▶ **REQUIRED ACTION**
Each record, exactly as written, should be printed again.

BEGIN

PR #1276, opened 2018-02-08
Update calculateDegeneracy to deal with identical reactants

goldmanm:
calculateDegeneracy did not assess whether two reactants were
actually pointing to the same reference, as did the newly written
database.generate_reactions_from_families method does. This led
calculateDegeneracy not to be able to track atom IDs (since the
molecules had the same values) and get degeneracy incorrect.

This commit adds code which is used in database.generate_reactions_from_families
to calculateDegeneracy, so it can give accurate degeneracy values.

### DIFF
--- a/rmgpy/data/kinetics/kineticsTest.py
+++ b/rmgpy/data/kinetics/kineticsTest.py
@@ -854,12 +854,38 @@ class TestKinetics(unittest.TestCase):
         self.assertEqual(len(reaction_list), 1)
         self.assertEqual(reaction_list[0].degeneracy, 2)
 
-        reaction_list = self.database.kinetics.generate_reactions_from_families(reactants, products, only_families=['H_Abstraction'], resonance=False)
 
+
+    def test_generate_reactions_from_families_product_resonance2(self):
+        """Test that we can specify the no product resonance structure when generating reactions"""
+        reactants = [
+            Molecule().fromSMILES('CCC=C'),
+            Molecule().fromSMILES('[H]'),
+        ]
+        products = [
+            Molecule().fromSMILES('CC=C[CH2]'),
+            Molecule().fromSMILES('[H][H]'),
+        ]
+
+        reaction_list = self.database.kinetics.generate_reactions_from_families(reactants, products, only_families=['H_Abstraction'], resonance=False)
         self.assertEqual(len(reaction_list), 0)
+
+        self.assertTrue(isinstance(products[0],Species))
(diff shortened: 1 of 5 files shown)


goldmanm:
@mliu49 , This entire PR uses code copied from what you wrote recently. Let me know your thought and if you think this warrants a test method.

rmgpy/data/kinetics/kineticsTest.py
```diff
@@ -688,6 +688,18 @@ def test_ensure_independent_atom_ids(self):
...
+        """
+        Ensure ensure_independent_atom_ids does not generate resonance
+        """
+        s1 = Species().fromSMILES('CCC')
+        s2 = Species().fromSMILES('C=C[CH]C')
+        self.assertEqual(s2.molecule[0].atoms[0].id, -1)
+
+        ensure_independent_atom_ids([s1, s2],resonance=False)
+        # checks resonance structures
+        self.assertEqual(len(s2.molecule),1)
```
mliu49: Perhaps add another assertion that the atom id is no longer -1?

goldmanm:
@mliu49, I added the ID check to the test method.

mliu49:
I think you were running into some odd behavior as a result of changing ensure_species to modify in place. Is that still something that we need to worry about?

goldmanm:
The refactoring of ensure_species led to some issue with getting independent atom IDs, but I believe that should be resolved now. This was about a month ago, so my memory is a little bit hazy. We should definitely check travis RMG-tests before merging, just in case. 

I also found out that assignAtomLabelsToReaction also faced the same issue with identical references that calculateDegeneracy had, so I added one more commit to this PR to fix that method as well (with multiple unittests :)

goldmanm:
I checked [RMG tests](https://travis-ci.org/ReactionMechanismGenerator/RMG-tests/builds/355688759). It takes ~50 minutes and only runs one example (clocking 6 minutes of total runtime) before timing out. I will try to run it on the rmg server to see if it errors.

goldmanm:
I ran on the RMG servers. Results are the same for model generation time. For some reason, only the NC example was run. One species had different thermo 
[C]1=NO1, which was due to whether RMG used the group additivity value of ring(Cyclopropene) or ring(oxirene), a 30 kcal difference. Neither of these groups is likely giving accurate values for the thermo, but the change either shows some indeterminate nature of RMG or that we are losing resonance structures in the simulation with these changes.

END

▶ **ANSWER BOX**
PR #1276, opened 2018-02-08
Update calculateDegeneracy to deal with identical reactants

goldmanm:
calculateDegeneracy did not assess whether two reactants were
actually pointing to the same reference, as did the newly written
database.generate_reactions_from_families method does. This led
calculateDegeneracy not to be able to track atom IDs (since the
molecules had the same values) and get degeneracy incorrect.

This commit adds code which is used in database.generate_reactions_from_families
to calculateDegeneracy, so it can give accurate degeneracy values.

### DIFF
--- a/rmgpy/data/kinetics/kineticsTest.py
+++ b/rmgpy/data/kinetics/kineticsTest.py
@@ -854,12 +854,38 @@ class TestKinetics(unittest.TestCase):
         self.assertEqual(len(reaction_list), 1)
         self.assertEqual(reaction_list[0].degeneracy, 2)
 
-        reaction_list = self.database.kinetics.generate_reactions_from_families(reactants, products, only_families=['H_Abstraction'], resonance=False)
 
+
+    def test_generate_reactions_from_families_product_resonance2(self):
+        """Test that we can specify the no product resonance structure when generating reactions"""
+        reactants = [
+            Molecule().fromSMILES('CCC=C'),
+            Molecule().fromSMILES('[H]'),
+        ]
+        products = [
+            Molecule().fromSMILES('CC=C[CH2]'),
+            Molecule().fromSMILES('[H][H]'),
+        ]
+
+        reaction_list = self.database.kinetics.generate_reactions_from_families(reactants, products, only_families=['H_Abstraction'], resonance=False)
         self.assertEqual(len(reaction_list), 0)
+
+        self.assertTrue(isinstance(products[0],Species))
(diff shortened: 1 of 5 files shown)


goldmanm:
@mliu49 , This entire PR uses code copied from what you wrote recently. Let me know your thought and if you think this warrants a test method.

rmgpy/data/kinetics/kineticsTest.py
```diff
@@ -688,6 +688,18 @@ def test_ensure_independent_atom_ids(self):
...
+        """
+        Ensure ensure_independent_atom_ids does not generate resonance
+        """
+        s1 = Species().fromSMILES('CCC')
+        s2 = Species().fromSMILES('C=C[CH]C')
+        self.assertEqual(s2.molecule[0].atoms[0].id, -1)
+
+        ensure_independent_atom_ids([s1, s2],resonance=False)
+        # checks resonance structures
+        self.assertEqual(len(s2.molecule),1)
```
mliu49: Perhaps add another assertion that the atom id is no longer -1?

goldmanm:
@mliu49, I added the ID check to the test method.

mliu49:
I think you were running into some odd behavior as a result of changing ensure_species to modify in place. Is that still something that we need to worry about?

goldmanm:
The refactoring of ensure_species led to some issue with getting independent atom IDs, but I believe that should be resolved now. This was about a month ago, so my memory is a little bit hazy. We should definitely check travis RMG-tests before merging, just in case. 

I also found out that assignAtomLabelsToReaction also faced the same issue with identical references that calculateDegeneracy had, so I added one more commit to this PR to fix that method as well (with multiple unittests :)

goldmanm:
I checked [RMG tests](https://travis-ci.org/ReactionMechanismGenerator/RMG-tests/builds/355688759). It takes ~50 minutes and only runs one example (clocking 6 minutes of total runtime) before timing out. I will try to run it on the rmg server to see if it errors.

goldmanm:
I ran on the RMG servers. Results are the same for model generation time. For some reason, only the NC example was run. One species had different thermo 
[C]1=NO1, which was due to whether RMG used the group additivity value of ring(Cyclopropene) or ring(oxirene), a 30 kcal difference. Neither of these groups is likely giving accurate values for the thermo, but the change either shows some indeterminate nature of RMG or that we are losing resonance structures in the simulation with these changes.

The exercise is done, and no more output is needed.